Soldier dreams of becoming singer in the Army Music division of military

Stephane Jessie

When Nashville senior Joshua Pulley first joined the military, he feared something unusual.

“Basic training, you don’t want anyone to know you sing,” he said. “It’s kind of dangerous…in my opinion it was a weakness that I didn’t want them to exploit.”

However, friends overheard Pulley singing in the laundry room during basic training and let his drill sergeant know.

“I sang for him and, after that moment, I sang at Lord knows how many training events,” he said.

His first sergeant, the highest ranking sergeant in the company, asked him to perform the National Anthem at an infantry ceremony attaching blue cords to the uniforms, which are presented to those who have completed their initial entry training.

After the ceremony, the usually stern sergeant walked up to him with a tear in his eye to compliment the life Pulley brought to the well-known song.

“They all called me an idiot for joining the military,” he said. “They were like, ‘You can do so much more with your life and you decided to join the military.’”

One drill sergeant took Pulley aside and commended him on his decision to put a hold on his opera career to join the military. Another friend reminded him how he had the world laid at his feet. Words like these inspired Pulley to go back to school to get his Bachelor of Arts in music.

Pulley, who has been singing his entire life, began singing classically in high school after his choir teacher encouraged him to further his vocal education.

“He told me like, ‘Hey, I can’t do anything else with your voice, but I’m going to take you up to see my voice teacher (from college) because I think you’ve accelerated past the level I feel comfortable teaching,’” Pulley said.

Once a week for a year-and-a-half, Pulley’s teacher drove him to Bowling Green from Nashville to receive lessons from Elizabeth Volkman, a Julliard School of Music graduate who was teaching at WKU. It was during these lessons that Pulley fully began understanding his ability to train his voice and become an opera singer.

During an American Idol-style competition at the Orchestra Kentucky, Pulley met Wayne Pope, an assistant professor of music at WKU.

“He had a very promising, wonderful voice,” Pope said. “We spoke with him after and found out that he had been studying with one of our teachers and was coming to Western.”

Pulley originally planned on becoming a music teacher, but changed his mind after joining the Army.

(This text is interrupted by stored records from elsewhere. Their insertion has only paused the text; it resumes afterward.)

PR #1098, opened 2019-08-21
Tooltip and OverlayTrigger component

### LINKED ISSUE #1095: Tooltip Code Refactor
As @sjd78 and @bond95 said -
Every time we use tooltip we use OverlayTrigger tag which includes the tooltip tag.
it makes the code more complicated and if we have a case where we use specific tags together couple of time we can create a component of the both of them together.
See https://github.com/oVirt/ovirt-web-ui/pull/1086#pullrequestreview-275397387

yodem:
Fixed #1095 

Tooltip tag and OverlayTrigger tag combined to a new component.

### DIFF
--- a/src/components/OverlayTooltip/index.js
+++ b/src/components/OverlayTooltip/index.js
@@ -1,0 +1,24 @@
+import React from 'react'
+import PropTypes from 'prop-types'
+import { OverlayTrigger, Tooltip } from 'patternfly-react'
+
+const OverlayTooltip = ({ id, tooltip, placement = 'left', children }) => {
+  return (
+    <OverlayTrigger
+      overlay={
+        <Tooltip id={id}>{tooltip}</Tooltip>
+      }
+      placement={placement}
+    >
+      { children }
+    </OverlayTrigger>
+  )
+}
+OverlayTooltip.propTypes = {
+  id: PropTypes.string.isRequired,
+  tooltip: PropTypes.string.isRequired,
+  placement: PropTypes.string.isRequired,
+  children: PropTypes.node.isRequired,
+}
+
+export default OverlayTooltip
--- a/src/components/VmDetails/cards/DisksCard/DiskListItem.js
+++ b/src/components/VmDetails/cards/DisksCard/DiskListItem.js
@@ -10,10 +10,11 @@ import { escapeHtml } from '../../../utils'
 import itemStyle from '../../itemListStyle.css'
 import style from './style.css'
 
-import { Icon, OverlayTrigger, Tooltip, Label } from 'patternfly-react'
+import { Icon, Label } from 'patternfly-react'
 import DeleteConfirmationModal from '../../../VmModals/DeleteConfirmationModal'
 import DiskStateIcon from './DiskStateIcon'
 import DiskImageEditor from './DiskImageEditor'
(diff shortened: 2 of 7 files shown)


sgratch:
@bond95 @sjd78  Please review

src/components/OverlayTooltip/index.js
```diff
@@ -0,0 +1,33 @@
+import React from 'react'
+import PropTypes from 'prop-types'
+import { OverlayTrigger, Tooltip } from 'patternfly-react'
+
+class OverlayTooltip extends React.Component {
+  // constructor (props) {
```
bond95: Remove, please, comments

src/components/OverlayTooltip/index.js
```diff
@@ -0,0 +1,33 @@
+import React from 'react'
+import PropTypes from 'prop-types'
+import { OverlayTrigger, Tooltip } from 'patternfly-react'
+
+class OverlayTooltip extends React.Component {
```
bond95: I think this component can be a function

src/components/VmDetails/cards/DisksCard/DiskListItem.js
```diff
@@ -95,29 +93,23 @@ const DiskListItem = ({
           storageDomainList={storageDomainList}
           onSave={onEdit}
           trigger={
-            <OverlayTrigger
-              overlay={<Tooltip id={`${idPrefix}-action-edit-tooltip`}>{msg.diskEditTooltip()}</Tooltip>}
-              placement='left'
-            >
+            <OverlayTooltip id={`${idPrefix}-action-edit-tooltip`} tooltip={msg.diskEditTooltip()} placement='left'>
```
bond95: As I see `placement='left'` is the most popular, so I think it will be better to make this as default value, for `placement`

src/components/OverlayTooltip/index.js
```diff
@@ -0,0 +1,33 @@
...
+  //   var id = props.id
+  //   var tooltip = props.tooltip
+  //   var placement = props.placement
+  //   var children = props.children
+  // }
+  render () {
+    return (
+      <OverlayTrigger
+        overlay={
+          <Tooltip id={this.props.id}>{this.props.tooltip}</Tooltip>
```
bond95: nit-pick: I think it will be more readable if you use `const { id, tooltip, placement, children } = this.prop`, instead of writing `this.props` every time.

src/components/OverlayTooltip/index.js
```diff
@@ -0,0 +1,33 @@
...
+        { this.props.children }
+      </OverlayTrigger>
+    )
+  }
+}
+OverlayTooltip.propTypes = {
+  id: PropTypes.string.isRequired,
+  tooltip: PropTypes.string.isRequired,
+  placement: PropTypes.string.isRequired,
+  children: PropTypes.node,
```
bond95: Why children is not required? Because I don't see any case of empty `children` in the code.

src/components/VmDetails/cards/DisksCard/DiskListItem.js
bond95: `placement` can be removed as well as down below, because `left` is default value.

sgratch:
@sjd78 @bond95 does this PR require QE testing?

“One of the points of becoming a high school music teacher is to tell the kids, honestly, what to expect,” he said. “If I went into teaching right out of college, you’re not going to have that experience to tell those kids.”

It was through the encouragement of the military that Pulley came back to the Hill last fall.

Today, Pulley sings for the Nashville Opera. Last summer he spent time at the Cincinnati Conservatory of Music, one of the top music programs in the world. He also frequents church stages, favoring “O Holy Night” as a go-to opera piece, no matter the season.

He will sing the “Star Spangled Banner,” “My Old Kentucky Home” and “College Heights,” WKU’s alma mater, at the commencement ceremonies next weekend.

“We pick someone every semester to sing at graduation,” Pope said. “It’s always an honor. We try to find our top students.”

One area that contributed to Pulley being chosen were the results of a juried competition in the music department where the professors chose the best male and best female singers.

Pulley has won three times in a row: once the semester before he left to join the military and twice last year when he came back.

When Pulley isn’t performing, he visits high school choirs to encourage students, particularly males, to continue following their passions, no matter where it takes them.

“Women, I think they are very equally important but, in the high school stage for males, there’s a big self-confidence thing,” he said. Pulley encourages them to take the gift that is unique to them and use it as motivation to continue.

“That’s probably one of my favorite things to do,” he said.

Pulley graduates in May and has dreams of becoming a singer in the Army Music division of the military, which includes singing across the world and, sometimes, for the President of the United States.

“My eventual goal is to become a self-proclaimed musician, to sing professionally, actually being able to do the main roles,” he said.

Most males voices do not fully mature until their late 20s, and a 30-something male singer is still considered young in the opera industry.

However it happens, Pulley hopes to use his voice to touch people through his music.

“It is better to live a life happy and doing something you love than to live a life miserable and doing something you don’t love and you’re only doing it for money, because money won’t bring you happiness,” he said.